Renal cell carcinoma (RCC): clear cell (most common), papillary, chromophobe. Presents with hematuria, flank pain, palpable mass (classic triad, rare), or incidentally on imaging. Treatment: nephrectomy (partial or radical), adjuvant pembrolizumab for high-risk; first-line metastatic: IO/IO (nivolumab + ipilimumab) or IO/TKI (pembrolizumab + axitinib, pembrolizumab + lenvatinib, nivolumab + cabozantinib).

Bladder cancer: non-muscle invasive (NMIBC) vs muscle-invasive (MIBC). NMIBC: TURBT + intravesical BCG or mitomycin. MIBC: neoadjuvant cisplatin-based chemo + radical cystectomy, or bladder-preservation with chemoradiation. Metastatic: pembrolizumab, enfortumab vedotin + pembrolizumab, erdafitinib (FGFR), sacituzumab govitecan.

17 Gynecologic, Head & Neck, Skin, CNS & Sarcoma Solid Tumor

Ovarian cancer: presents late with vague abdominal symptoms, ascites, pelvic mass. CA-125 tumor marker. Debulking surgery + carboplatin/paclitaxel ± bevacizumab. PARP inhibitors (olaparib, niraparib, rucaparib) for BRCA-mutant and HRD+ maintenance. Mirvetuximab soravtansine for FRα+ platinum-resistant.

Cervical cancer: HPV-driven. Screening with Pap + HPV testing. Locally advanced: concurrent cisplatin + RT + brachytherapy. Metastatic: cisplatin/paclitaxel + bevacizumab + pembrolizumab; tisotumab vedotin.
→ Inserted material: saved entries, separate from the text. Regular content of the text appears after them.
PR #822, opened 2015-09-05
Fix .nvimrc symlink on bootstrap

agonzalezro:


bronzehedwick:
+1 yikes I made a bad merge

ghost:
I thought that was on purpose, since it should read nvimrc from there shouldn't it?

ghost:
regular vim doesn't need ~/.vimrc since 7.4, it will happily read ~/.vim/vimrc or so the docs say if (~/.vimrc doesn't exist).

bronzehedwick:
Ack that's right. Can't keep my head straight.

agonzalezro:
The "old" style (`~/vimrc`) is being used for vim: https://github.com/agonzalezro/spf13-vim/blob/patch-1/bootstrap.sh#L124

Sadly, I've clear my history already, but that line was failing. Checking the code is weird because `~/.vim` is a folder linked to `~/.nvim` and the `~/.nvim/.nvimrc` should be allowed, but as I said, the link was failing.

ghost:
and now this PR is obsolete for neovim due to the usage of XDG paths

agonzalezro:
I didn't even remember that this was open. Feel free to close it. Thanks.

PR #829, opened 2015-09-26
Silently restore cursor.

demon386:
I sometimes got "Mark not set" error when opening netrw window for a directory.

vim_error

This ensure that error goes silently when mark is not set.


bronzehedwick:
:+1:

spf13:
Thanks. This one bugged me too.

PR #870, opened 2016-01-03
Remove redundant code

javian:
All this additional code seemed unnecessary.


ghost:
i think the intention here is that program_exists is non-fatal while program_must_exist is fatal.

javian:
Ah I see, I missed that completely. I rewrote it not to remove any existing functionality.

PR #886, opened 2016-02-10
vim-airline themes are now in a dedicated repository, vim-airline-the…

mmikitka:
…mes. See https://github.com/vim-airline/vim-airline/issues/923


howiehu:
+1

Issue #979, opened 2024-06-04
Remove target block from prometheus.exporter.snmp


wildum:
An alternative way to send targets to the prometheus.exporter.snmp was introduced via this [PR](https://github.com/grafana/alloy/pull/969) to support dynamic targets.

The old way of passing the targets (via block) can be removed in the next major version. (breaking change)

PR #1790, opened 2024-09-30
SNMP exporter: Use a "name" argument for "target" and "walk_param" blocks

ptodev:
#### PR Description

Using an Alloy syntax identifiers restricts the sorts of labels that the SNMP exporter produces. For example, you cannot use `target "network-switch-1"` because identifiers can't contain a dash. 

In the SNMP exporter the name of a `target` block is used as for the value of a `job` Prometheus metric label, so it's not good to restrict the users in this way. They might want the label value to be a FQDM of a device that they are monitoring, and having to change the FQDN to something else is a usability issue.

The name of the `walk_param` block should probably ideally also not be restricted, although TBH I'm not sure if restricting it is a problem in practice.

Related to #289

#### Notes to the Reviewer

I documented the `name` argument as "required", even though it technically isn't required. But I think the docs look less confusing this way.

#### PR Checklist

- [x] CHANGELOG.md updated
- [x] Documentation added
- [x] Tests updated

### DIFF
--- a/docs/sources/reference/components/prometheus/prometheus.exporter.snmp.md
+++ b/docs/sources/reference/components/prometheus/prometheus.exporter.snmp.md
@@ -21,7 +21,8 @@ The `prometheus.exporter.snmp` component embeds
 prometheus.exporter.snmp "LABEL" {
   config_file = SNMP_CONFIG_FILE_PATH
 
-  target "TARGET_NAME" {
+  target {
+    name    = TARGET_NAME
     address = TARGET_ADDRESS
   }
 }
@@ -48,7 +49,7 @@ Omitted fields take their default values.
 | `targets`     | `list(map(string))`  | SNMP targets.                                    |         | no       |
 
 The `config_file` argument points to a YAML file defining which snmp_exporter modules to use.
-Refer to [snmp_exporter](https://github.com/prometheus/snmp_exporter#generating-configuration) for details on how to generate a configuration file.
+Refer to [snmp_exporter][snmp_exporter-cfg] for details on how to generate a configuration file.
 
 The `config` argument must be a YAML document as string defining which SNMP modules and auths to use.
 `config` is typically loaded by using the exports of another component. For example,
@@ -64,6 +65,8 @@ The following labels can be set to a target:
 * `module`: The SNMP module to use for polling.
 * `auth`: The SNMP authentication profile to use.
 * `walk_params`: The config to use for this target.
+
+[snmp_exporter-cfg]: https://github.com/prometheus/snmp_exporter#generating-configuration
 
 ## Blocks
 
@@ -81,15 +84,25 @@ The following blocks are supported inside the definition of
 ### target block
 
 The `target` block defines an individual SNMP target.
-The `target` block may be specified multiple times to define multiple targets. The label of the block is required and will be used in the target's `job` label.
+The `target` block may be specified multiple times to define multiple targets.
 
 | Name           | Type     | Description                                                           | Default | Required |
 | -------------- | -------- | --------------------------------------------------------------------- | ------- | -------- |
+| `name`         | `string` | The name of the target.                                               |         | yes      |
 | `address`      | `string` | The address of SNMP device.                                           |         | yes      |
 | `module`       | `string` | SNMP module to use for polling.                                       | `""`    | no       |
 | `auth`         | `string` | SNMP authentication profile to use.                                   | `""`    | no       |
 | `walk_params`  | `string` | Config to use for this target.                                        | `""`    | no       |
 | `snmp_context` | `string` | Override the `context_name` parameter in the SNMP configuration file. | `""`    | no       |
+
+The value of the `name` argument will be set as the value of the target's `job` label.
+
+{{< admonition type="note" >}}
+Instead of a `name` argument, previous versions of Alloy used to use a block label.
+See the [Deprecated features](#deprecated-features) section for more information.
+{{< /admonition >}}
+
+If `name` is not set, the target's `job` label will be set to the label of the `target` block.
 
 ### walk_param block
 
@@ -98,10 +111,15 @@ The `walk_param` block may be specified multiple times to define multiple SNMP c
 
 | Name              | Type       | Description                                   | Default | Required |
 | ----------------- | ---------- | --------------------------------------------- | ------- | -------- |
-| `name`            | `string`   | Name of the module to override.               |         | no       |
+| `name`            | `string`   | Name of the module to override.               |         | yes      |
 | `max_repetitions` | `int`      | How many objects to request with GET/GETBULK. | `25`    | no       |
 | `retries`         | `int`      | How many times to retry a failed request.     | `3`     | no       |
 | `timeout`         | `duration` | Timeout for each individual SNMP request.     |         | no       |
+
+{{< admonition type="note" >}}
+Instead of a `name` argument, previous versions of Alloy used to use a block label.
+See the [Deprecated features](#deprecated-features) section for more information.
+{{< /admonition >}}
 
 ## Exported fields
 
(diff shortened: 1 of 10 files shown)


ptodev:
cc @bastischubert since he tends to use this component quite a lot :)

wildum (commented):
This way of passing targets is deprecated (see https://github.com/grafana/alloy/pull/1790/files#diff-858924fd308c6bdb411e0a2bbf65b65f040c2b3290b92af440c272558da206ffR165, https://github.com/grafana/alloy/issues/979, https://github.com/grafana/alloy/pull/969).
The problem is that passing targets as blocks forces the users to hardcode them in the Alloy config. With the new way of passing targets, you can get them from another component which means that you don't need to hardcode them.
I don't think that we should bring changes to deprecated solutions. We should rather push users towards the new solution

ptodev:
@wildum Thank you, I didn't realise the `targets` block is deprecated. I think we should make it more clear in the docs and also we need to update the examples to use the `targets` argument. At the moment the docs just state that "the `targets` argument is an alternative to the [target][] block.".

I'll ask the customer if they can use the `targets` argument instead.

wildum:
I agree that we should change the wording in the doc. We have three examples using the targets arg already but maybe we can change the order to put them first and clearly state that this is the preferred way. I was first reluctant to use the word deprecated in the doc because 2.0 is far away and I didn't want to stress the users but it seems that I brought more confusion than anything.

ptodev:
I'll raise a PR later today to reword the doc a bit :) It's a nice feature for it'd be nice for it to be advertised more prominently.

docs/sources/reference/components/prometheus/prometheus.exporter.snmp.md
```diff
@@ -81,28 +84,43 @@ The following blocks are supported inside the definition of
...
 | Name           | Type     | Description                                                           | Default | Required |
 | -------------- | -------- | --------------------------------------------------------------------- | ------- | -------- |
+| `name`         | `string` | The name of the target.                                               |         | yes      |
 | `address`      | `string` | The address of SNMP device.                                           |         | yes      |
 | `module`       | `string` | SNMP module to use for polling.                                       | `""`    | no       |
 | `auth`         | `string` | SNMP authentication profile to use.                                   | `""`    | no       |
 | `walk_params`  | `string` | Config to use for this target.                                        | `""`    | no       |
 | `snmp_context` | `string` | Override the `context_name` parameter in the SNMP configuration file. | `""`    | no       |
 
+The value of the `name` argument will be set as the value of the target's `job` label.
```
clayton-cornell, line 98:
```suggestion
The value of the `name` argument is set to the value of the target's `job` label.
```

docs/sources/reference/components/prometheus/prometheus.exporter.snmp.md
```diff
@@ -81,28 +84,43 @@ The following blocks are supported inside the definition of
...
+
+{{< admonition type="note" >}}
+Instead of a `name` argument, previous versions of Alloy used to use a block label.
```
clayton-cornell, line 101:
```suggestion
Instead of a `name` argument, previous versions of {{< param "PRODUCT_NAME" >}} used a block label.
```

docs/sources/reference/components/prometheus/prometheus.exporter.snmp.md
```diff
@@ -81,28 +84,43 @@ The following blocks are supported inside the definition of
...
+See the [Deprecated features](#deprecated-features) section for more information.
```
clayton-cornell, line 102:
```suggestion
Refer to [Deprecated features](#deprecated-features) for more information.
```

docs/sources/reference/components/prometheus/prometheus.exporter.snmp.md
```diff
@@ -81,28 +84,43 @@ The following blocks are supported inside the definition of
...
+{{< /admonition >}}
+
+If `name` is not set, the target's `job` label will be set to the label of the `target` block.
```
clayton-cornell, line 105:
```suggestion
If `name` is not set, the target's `job` label is set to the label of the `target` block.
```

docs/sources/reference/components/prometheus/prometheus.exporter.snmp.md
```diff
@@ -81,28 +84,43 @@ The following blocks are supported inside the definition of
...
 | Name              | Type       | Description                                   | Default | Required |
 | ----------------- | ---------- | --------------------------------------------- | ------- | -------- |
-| `name`            | `string`   | Name of the module to override.               |         | no       |
+| `name`            | `string`   | Name of the module to override.               |         | yes      |
 | `max_repetitions` | `int`      | How many objects to request with GET/GETBULK. | `25`    | no       |
 | `retries`         | `int`      | How many times to retry a failed request.     | `3`     | no       |
 | `timeout`         | `duration` | Timeout for each individual SNMP request.     |         | no       |
 
+{{< admonition type="note" >}}
+Instead of a `name` argument, previous versions of Alloy used to use a block label.
```
clayton-cornell, line 120:
```suggestion
Instead of a `name` argument, previous versions of {{< param "PRODUCT_NAME" >}} used a block label.
```

docs/sources/reference/components/prometheus/prometheus.exporter.snmp.md
```diff
@@ -81,28 +84,43 @@ The following blocks are supported inside the definition of
...
+See the [Deprecated features](#deprecated-features) section for more information.
```
clayton-cornell, line 121:
```suggestion
Refer to [Deprecated features](#deprecated-features) for more information.
```

docs/sources/reference/components/prometheus/prometheus.exporter.snmp.md
```diff
@@ -123,6 +141,46 @@ debug information.
 `prometheus.exporter.snmp` does not expose any component-specific
 debug metrics.
 
+## Deprecated features
+
+In previous versions of Alloy, the names `target` blocks and `walk_param` blocks were specified via a block label:
```
clayton-cornell, line 146:
```suggestion
In previous versions of {{< param "PRODUCT_NAME" >}}, the names `target` blocks and `walk_param` blocks were specified via a block label:
```

docs/sources/reference/components/prometheus/prometheus.exporter.snmp.md
```diff
@@ -123,6 +141,46 @@ debug information.
...
+target "example_name_of_target" {
+    ...
+}
+
+walk_param "example_name_of_walk_param" {
+    ...
+}
+```
+
+Users are now advised to switch to using a `name` attribute instead:
```
clayton-cornell, line 158:
```suggestion
You can switch to using a `name` attribute instead of using a block label:
```

docs/sources/reference/components/prometheus/prometheus.exporter.snmp.md
```diff
@@ -123,6 +141,46 @@ debug information.
...
+
+walk_param {
+    name = "example_name_of_walk_param"
+    ...
+}
+```
+
+Block labels for `target` and `walk_param` are deprecated and will be removed in version 2.0 of Alloy.
+In Alloy version 1, it will remain possible to use a block label instead of the `name` attribute.
+However, the `name` attribute is documented as "required" to encourage users to use it and to remove confusion.
```
clayton-cornell, line 174:
```suggestion
Block labels for `target` and `walk_param` are deprecated and will be removed in {{< param "PRODUCT_NAME" >}} 2.0.
In {{< param "PRODUCT_NAME" >}} 1.x, you can continue to use a block label.
However, the `name` attribute is documented as "required" to encourage users to use it and to remove confusion.
```

What happens if the user keeps the block labels AND adds a name attribute?

docs/sources/reference/components/prometheus/prometheus.exporter.snmp.md
```diff
@@ -123,6 +141,46 @@ debug information.
...
+
+The benefits of using a `name` attribute include:
+* Not being subject to restrictions on [Alloy Syntax Identifiers][syntax-identifiers].
+* It is possible to get the value of a `name` argument from a component such as [local.file][] or [remote.http][].
```
clayton-cornell, line 178:
```suggestion
The benefits of using a `name` attribute include:
* You aren't subject to restrictions on [Alloy Syntax Identifiers][syntax-identifiers].
* You can get the value of a `name` argument from a component such as [local.file][] or [remote.http][].
```

ptodev:
Closing this in favour of #2274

Endometrial cancer: postmenopausal bleeding is the cardinal symptom. Molecular classification: POLE-ultramutated, MSI-H, copy-number low, copy-number high (p53-abnormal). TAH-BSO + staging; adjuvant RT/chemo risk-adapted; advanced: carboplatin/paclitaxel + dostarlimab or pembrolizumab, lenvatinib + pembrolizumab.

Head and neck squamous cell carcinoma (HNSCC): tobacco, alcohol, HPV (especially oropharyngeal). Treatment: surgery, concurrent chemoradiation with cisplatin, cetuximab; pembrolizumab or nivolumab for recurrent/metastatic.

Melanoma: staged by Breslow depth, ulceration, mitotic rate, LN involvement. BRAF V600 testing. Adjuvant and metastatic: immunotherapy (pembrolizumab, nivolumab, nivolumab + ipilimumab, nivolumab + relatlimab), BRAF/MEK inhibitors (dabrafenib + trametinib, encorafenib + binimetinib), T-VEC, tebentafusp (uveal).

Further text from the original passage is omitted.